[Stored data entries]
PR #501, opened 2022-11-24
feat(loans): add liquidateBorrow extrinsic

peterslany:
Adding a liquidate borrow position extrinsic to the loans module.

### DIFF
--- a/src/parachain/loans.ts
+++ b/src/parachain/loans.ts
@@ -164,6 +164,21 @@ export interface LoansAPI {
      * @param underlyingCurrency Currency to repay.
      */
     repayAll(underlyingCurrency: CurrencyExt): Promise<void>;
+
+    /**
+     * Liquidates borrow position for exchange of collateral.
+     *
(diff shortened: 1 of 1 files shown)


src/parachain/loans.ts
```diff
@@ -164,6 +164,21 @@ export interface LoansAPI {
...
+     * @param borrower AccountId of borrower whose position will be liquidated.
+     * @param liquidationCurrency Currency of position that will be liquidated.
+     * @param repayAmount Amount to be repaid.
+     * @param collateralCurrency Collateral currency which will be claimed by liquidator.
+     */
+    liquidateBorrowPosition(
+        borrower: AccountId,
+        liquidationCurrency: CurrencyExt,
+        repayAmount: MonetaryAmount<CurrencyExt>,
+        collateralCurrency: CurrencyExt
```
peterslany, line 180: Using `MonetaryAmount` here to stay consistent with other methods of the module, @savudani8 let me know if this should be an issue for the grant program as it create additional dependency on `monetary-js`

PR #502, opened 2022-11-25
Feat: Loans module

peterslany:
Merging loans branch back into master with updated runtime and client versions.


src/parachain/loans.ts
```diff
@@ -0,0 +1,625 @@
...
+     * @returns Array of borrow positions of account.
+     */
+    getBorrowPositionsOfAccount(accountId: AccountId): Promise<Array<BorrowPosition>>;
+
+    /**
+     * Get all loan assets.
+     *
+     * @returns Array of all assets that can be lent and borrowed.
+     * @remarks Method could be refactored to compute APR in lib if we can get underlyingCurrency/rewardCurrency exchange rate,
+     * but is it safe to assume that exchange rate for btc/underlyingCurrency will be
```
savudani8, line 46: it is safe to assume that, yes

src/parachain/loans.ts
```diff
@@ -0,0 +1,625 @@
...
+    /**
+     * Same as `withdraw`, but exits full position.
+     *
+     * @param underlyingCurrency Currency to fully withdraw.
+     */
+    withdrawAll(underlyingCurrency: CurrencyExt): Promise<void>;
+
+    /**
+     * Enable lend position of account as collateral for borrowing.
+     *        await this._checkMarketState(underlyingCurrency, "withdraw");
```
savudani8, line 107: leftover code here?

src/parachain/loans.ts
```diff
@@ -0,0 +1,625 @@
...
+            this.api.query.loans.accountDeposits(lendTokenId, accountId),
+            this.api.rpc.loans.getMarketStatus(underlyingCurrencyId),
+        ]);
+
+        const startingExchangeRate = decodeFixedPointType(accountEarned.exchangeRatePrior);
+        const currentExchangeRate = decodeFixedPointType(currentMarketStatus[2]);
+        const earnedPrior = decodeFixedPointType(accountEarned.totalEarnedPrior);
+        const earnedInterest = currentExchangeRate
+            .sub(startingExchangeRate)
+            .mul(underlyingCurrencyAmount) // TODO: check whether to use underlying or lendtoken balance here
```
savudani8, line 271: This should be the lendtoken

savudani8 (approved):

src/parachain/loans.ts
peterslany: Yes, probably pasted there by mistake.

src/parachain/loans.ts
peterslany: Thanks! I updated the computation :)

src/parachain/loans.ts
peterslany: Good to know! This can be refactored later if there is a need - for now I think the current solution works well enough.

PR #525, opened 2023-01-09
WIP Peter/amm feat pools and swap

peterslany:
Adding 
- Standard and Stable pool, Trade classes that help with routing
- `getLiquidityPools` method to get all pools
- `getOptimalTrade` method that returns best trade path for provided available pools, input amount and output currency


src/parachain/amm/liquidity-pool/stable.ts
```diff
@@ -0,0 +1,280 @@
+import { CurrencyExt, StableLPToken } from "../../../types";
```
peterslany, line 1: Inspired by zenlink-dex package, logic is translated from their `sdk-core`

src/parachain/amm/liquidity-pool/stable.ts
```diff
@@ -0,0 +1,280 @@
...
+        const D0 = this._getD(this.xp, amp);
+
+        const newBalances = this.pooledCurrencies.map((balance, i) =>
+            deposit ? balance.add(sortedAmounts[i]) : balance.sub(sortedAmounts[i])
+        );
+        const D1 = this._getD(this._xp(newBalances), amp);
+
+        if (this.totalSupply.isZero()) {
+            // TODO: check is D1 in base or atomic denomination??
+            // if not in base divide by decimals first
```
bvotteler, line 214: If it is in atomic, you can use the lib utility function `newMonetaryAmount()` which accepts atomic (or base)

src/parachain/amm/liquidity-pool/stable.ts
bvotteler: Good job so far :)
And a big thank you.

src/parachain/amm/trade/trade.ts
```diff
@@ -0,0 +1,59 @@
...
+        return this.outputAmount.gte(anotherTrade.outputAmount);
+    }
+
+    /**
+     * Get minimum output amount for trade with provided maximum allowed slippage.
+     *
+     * @param {number} maxSlippage Maximum slippage in percentage.
+     * @returns {MonetaryAmount<CurrencyExt>} Minimum output amount of trade allowed with provided slippage.
+     */
+    public getMinimumOutputAmount(maxSlippage: number): MonetaryAmount<CurrencyExt> {
```
bvotteler, line 50: Does this need validation for sensible slippage numbers?

e.g. We can get a negative minimum amount if `maxSlippage > 100`

src/types/currency.ts
```diff
@@ -36,10 +36,14 @@ export type CollateralIdLiteral =
 const CollateralCurrency = [Polkadot, Kusama, Interlay, Kintsugi] as const;
 type CollateralCurrency = typeof CollateralCurrency[number];
 
-export type ForeignAsset = Currency & {foreignAsset: { id: number; coingeckoId: string }};
-export type LendToken = Currency & {lendToken: { id: number }}; 
+export type ForeignAsset = Currency & { foreignAsset: { id: number; coingeckoId: string } };
+export type LendToken = Currency & { lendToken: { id: number } };
+export type StandardLPToken = Currency & { lpToken: { token0: CurrencyExt; token1: CurrencyExt } };
```
bvotteler, line 41: I think if we want to avoid the circular reference here.
`StandardLpToken` can contain up to 2 `CurrencyExt` which can be an `LpToken` which can be a `StandardLPToken`

I was under the impression `tokenX` can only be a native token, foreign asset, or stable pool id.
See type definition in [interbtc-types definitions](https://github.com/interlay/interbtc-types/blob/3d4736fb3a1ca6b51ace54f8995134d3d98d9690/definitions.json#L12-L27)

bvotteler, line 41: Up for discussion: I would prefer `<something optional>LpToken` with lower case `p` rather than capitalized `P`. Even though it stands for `LiquidityPool` (I think?) but makes it just more readable in my opinion.

src/utils/currency.ts
```diff
@@ -165,6 +176,7 @@ export function getCurrencyIdentifier(currency: CurrencyExt): CurrencyIdentifier
     return { token: currency.ticker };
 }
 
+// TODO: add StandardLPToken and StableLPToken
```
bvotteler, line 179: Something to consider for the TODOs:
Would it make sense to capture those in one or several issues? Just so we don't lose track with the many small changes.

src/parachain/amm.ts
```diff
@@ -0,0 +1,443 @@
...
+        return [...standardPools, ...stablePools];
+    }
+
+    async swap(
+        trade: Trade,
+        minimumAmountOut: MonetaryAmount<CurrencyExt>,
+        recipient: AddressOrPair,
+        deadline: number | string
+    ): Promise<void> {
+        //TODO
```
bvotteler, line 429: Would throwing not implemented make sense for this method (and the next two) make sense?
If so, that would make it consistent with the other unimplemented ones.

src/parachain/amm/liquidity-pool/stable.ts
peterslany: Yes thanks for the reminder!

src/parachain/amm/liquidity-pool/stable.ts
peterslany: Thank you for the review!

src/types/currency.ts
peterslany: This is good suggestion, actually the runtime uses lowercase `p` as well, so I changed it :+1:

peterslany: This is good suggestion, actually the runtime uses lowercase p as well, so I changed it +1

peterslany: Thanks for noticing this :pray:

src/utils/currency.ts
peterslany: Yes, I already created several issues.

bvotteler (approved):

PR #527, opened 2023-01-11
chore: fix lib path in tsconfig

peterslany:
Fixing lib path in `tsconfig.json`.


test/unit/parachain/asset-registry.test.ts
```diff
@@ -134,7 +134,11 @@ describe("DefaultAssetRegistryAPI", () => {
 
     describe("getCollateralForeignAssets", () => {
         // only id matters for these tests
-        const mockForeignAssets = [<ForeignAsset>{ foreignAsset: {id: 1} }, <ForeignAsset>{ foreignAsset: {id: 2} }, <ForeignAsset>{ foreignAsset: {id: 3 }}];
+        const mockForeignAssets = [
```
bvotteler, line 137: Random thought: We should probably get a consistent line width eslint/prettier config setup between the various typescript devs to avoid these types of changes.

bvotteler (approved):

test/unit/parachain/asset-registry.test.ts
peterslany: @bvotteler Good idea, actually I looked at eslint config and we have this rule:

https://github.com/interlay/interbtc-api/blob/9b7c0b6e3db6d64e394cd09ef45edabdcfa8fdc5/.eslintrc.json#L24-L29
Not sure why it was not enforced in the same way :thinking:

bvotteler: I think I removed that because it kept disagreeing with prettier.

PR #528, opened 2023-01-12
chore: script to check surplus balance of sovereign account

sander2:
The script is a bit janky but it works so I don't feel inclined to spend more time on it. This script checks the surplus balance of our chain's sovereign accounts on the relay chain, which we need to know when we want to open new xcm channels


bvotteler (commented):
LGTM

bvotteler (approved):

PR #537, opened 2023-01-18
fix: rename lib LpToken -> LpCurrency

peterslany:
Rename `LpToken` currency type union to `LpCurrency` to avoid having same name as runtime `LpToken` type.


bvotteler (approved):
Not ideal, but better than type name clashes.

LGTM

PR #1651, opened 2019-11-14
Repair Simple Metrics data displayed on /metrics/simple route

amnesik:
Hi !
Metrics on  /metrics/simple only return values from the day instead of the month (or the chosen month).
So i added in the djangoo orm filter the precision of a month instead of taking only one day.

■ Problem to solve:
Every line of the records above that contains the word "StandardLPToken" should be counted, and only the total given.

■ Written solution:
3